Michael Kirchmann: My father was a contractor and real estate developer and my mother was an interior designer – so I grew up surrounded by art, architecture, design and real estate.. Growing up I spent a lot of time on building sites and in my father’s office. During summer holidays I would work in the offices of one of the architects he was employing. This was back when we did things the old-fashioned way with yellow tracing film and ammonia prints. But it gave me the bug. In South Africa, you go directly from high school to architecture school. What I like about the American system is that you do more general undergraduate studies, and then you specialize, whereas in South Africa, it is a seven-year architecture program with a narrow focus. You can’t steer too far from that particular course. When I was at the University of Cape Town, I already had an interest in development. You weren’t supposed to veer from the architectural program, but I actually completed a certificate in real estate development.
Right after graduating, I left South Africa for New York City. I had wanted to become a real estate developer but ended up getting a job offer from Skidmore, Owings & Merrill, and ended up spending more than 10 years there. That was a very interesting and fortuitous route. Shortly after I started at SOM, David Childs and Roger Duffy came to me. We had this great client in the 1990s who was taking the class A specification that he was building in New York and adapting that sophistication and that approach to Europe. His name was Howard Ronson. He was one of the biggest developers in New York City at the time. So off I go as a young architect to Paris. Howard, Roger Duffy, AlanRudikoff, and I sitting around the table and planning office developments in Europe. Over the course of the next ten years we built 23 class A office buildings, all around 700,000 to a million square feet each, in the UK, France, and Germany.

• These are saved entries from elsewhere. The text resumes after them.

Issue #747, opened 2022-09-22
Users getting wrong error on astro login 


sunkickr:
When users login in the astro context and use an invalid domain they are  getting:

```
Error: HTTP DO Failed: Post "[https://houston.astronomer.feasf:443/v1](https://houston.astronomer.feasf/v1)": dial tcp: lookup houston.astronomer.feasf on 208.67.222.222:53: no such host
```

They should be getting the error:

```
Error! Invalid domain. You are attempting to login into Astro.
Are you trying to authenticate to Astronomer Software? If so, please change your current context with 'astro context switch'
```

Reproduce:
run `astro login astronomer-devf.io` in software context

jemishp:
@sunkickr What should the error message be in this case? For e.g.

PR #912, opened 2022-11-29
improve login flow

jemishp:
## Description

This PR improves UX when a user provides an incorrect cloud domain when logging in. Before this, the invalid domain would incorrectly try and login into a software context as shown below:

```bash
$ astro login fail.astronomer.io
 fail.astronomer.io                  N/A
Error: HTTP DO Failed: Post "https://houston.fail.astronomer.io:443/v1": dial tcp: lookup houston.fail.astronomer.io on 192.168.86.1:53: no such host
```
With this PR we do an extra check on the user's context and print an error if their context was previously set to log into a valid cloud domain. Additionally we give the user an option to login to astronomer software if they want.

## 🎟 Issue(s)

Related #747 

## 🧪 Functional Testing

```bash
$ astro login fail.astronomer.io
Error: fail.astronomer.io is an invalid domain to login into Astro.
Are you trying to authenticate to Astronomer Software? (y/n) n
Canceling login...
```

## 📋 Checklist

### DIFF
--- a/cmd/auth.go
+++ b/cmd/auth.go
@@ -1,14 +1,15 @@
 package cmd
 
 import (
+	"fmt"
 	"io"
-
-	"github.com/astronomer/astro-cli/pkg/domainutil"
 
 	astro "github.com/astronomer/astro-cli/astro-client"
 	astrocore "github.com/astronomer/astro-cli/astro-client-core"
 	cloudAuth "github.com/astronomer/astro-cli/cloud/auth"
 	"github.com/astronomer/astro-cli/context"
+	"github.com/astronomer/astro-cli/pkg/domainutil"
+	"github.com/astronomer/astro-cli/pkg/input"
 	softwareAuth "github.com/astronomer/astro-cli/software/auth"
 
 	"github.com/spf13/cobra"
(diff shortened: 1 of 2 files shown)


cmd/auth.go
```diff
@@ -60,7 +63,14 @@ func login(cmd *cobra.Command, args []string, astroClient astro.Client, coreClie
...
 
 	if len(args) == 1 {
+		// check if user provided a valid cloud domain
 		if !context.IsCloudDomain(args[0]) {
+			// get the domain from context as an extra check
+			ctx, _ := context.GetCurrentContext()
+			if context.IsCloudDomain(ctx.Domain) {
+				// return error if context domain is a valid cloud domain
+				return fmt.Errorf("%w: %s. %s", errInvalidDomain, args[0], "You are attempting to login into Astro.\n Are you trying to authenticate to Astronomer Software? If so, please change your current context with 'astro context switch'")
+			}
```
neel-astro, line 73: why can't we ask for user input at this point in time, a yes/no question? because this error would be hit also for a valid case when a user is logged into Astro and is then trying to log in to a valid Software domain (a valid scenario for almost all migrating customers). This means two extra steps for users which could be avoided I feel.

```
Error: invalid domain: fail.astronomer.io. You are attempting to login into Astro.
 Are you trying to authenticate to Astronomer Software? (y/n)
```

If a user says `yes` at that point in time, then we move on to call `softwareLogin(args[0], oAuth, "", "", houstonVersion, houstonClient, out)` else return out of the function

jemishp: I like the idea. Thanks!

kushalmalani (approved):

It was during this time that I realized that I had a penchant for development. Even though I was the architect at the table, I always had a genetic predisposition to both design and development. I very quickly was able to adapt to Howard’s language and was super interested from day one in the development side. Howard was a wealth of knowledge. Eventually, that table of four people grew into about 40 people. This relationship with Howard was really formative for me – that experience of working for SOM and working directly with a client of his caliber and also getting to work with the best consultants in the world was the best education.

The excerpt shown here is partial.